Previous studies have analysed the enjoyment of physical activity and its relationship with bullying, especially when it is analysed whether this occurs in the physical activity itself [
27,
52], or in obese adolescents [
28,
53]. With respect to the latter, it was observed that obese adolescents victimised in traditional bullying enjoyed physical activity less, although there were no differences in cyberbullying [
28]. Therefore, those involved in the training of adolescents, such as physical education teachers, should be taught to encourage the enjoyment of physical activity [
29] as a possible protective factor not only for traditional bullying [
54] but also for its involvement in cyberbullying.
Concerning performance in the subject of physical education and cyberbullying, less involvement in cyberbullying was observed in both cybervictimisation and cyberaggression in those with higher marks. So far, there are no studies that have previously related these variables. Nevertheless, it is known that cybervictimisation [
21] and cyberaggression [
55] are related to lower overall academic performance.
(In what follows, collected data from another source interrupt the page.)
PR #23, opened 2015-07-20
Add isNotValid api

gianarb:
I don't know if it's a good idea but I see a lot of this implementation
```php
if (!$validator->isValid()) {
}
```
In my opinion this is difficult to read.
I know that a new api is an important upgrade but this is very easy to maintain and the code is more readable!
```php
if ($validator->isNotValid()) {
}
```
In this PR I have not added it into the Interface because it would be a big **BC Break**.. :)


Maks3w:
I don't disagree with this.

weierophinney:
I *do* disagree with this. `isValid()` is a boolean method, and this is what the boolean operator (i.e., `!`) is for. If you're testing for something being invalid, you test `! $validator->isValid($data)`.

More methods === more to support, and more to learn.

Furthermore, it has been observed that there is a relationship between academic performance in physical education with factors such as physical self-concept [
56], which is an element related to cyberbullying in both victims and bullies [
57]. This demonstrates that cyberbullying is a powerful component in lowering general self-image and self-confidence, so physical education and physical activity, as they promote the improvement of physical self-concept [
58], could become protective factors against cyberbullying in both victims and aggressors [
30].
Limitations
As possible limitations of the study, it can be considered that no details are known about the moments when adolescents suffer or carry out cyberbullying, nor the time dedicated to the use of technologies by those who practice physical activities or not.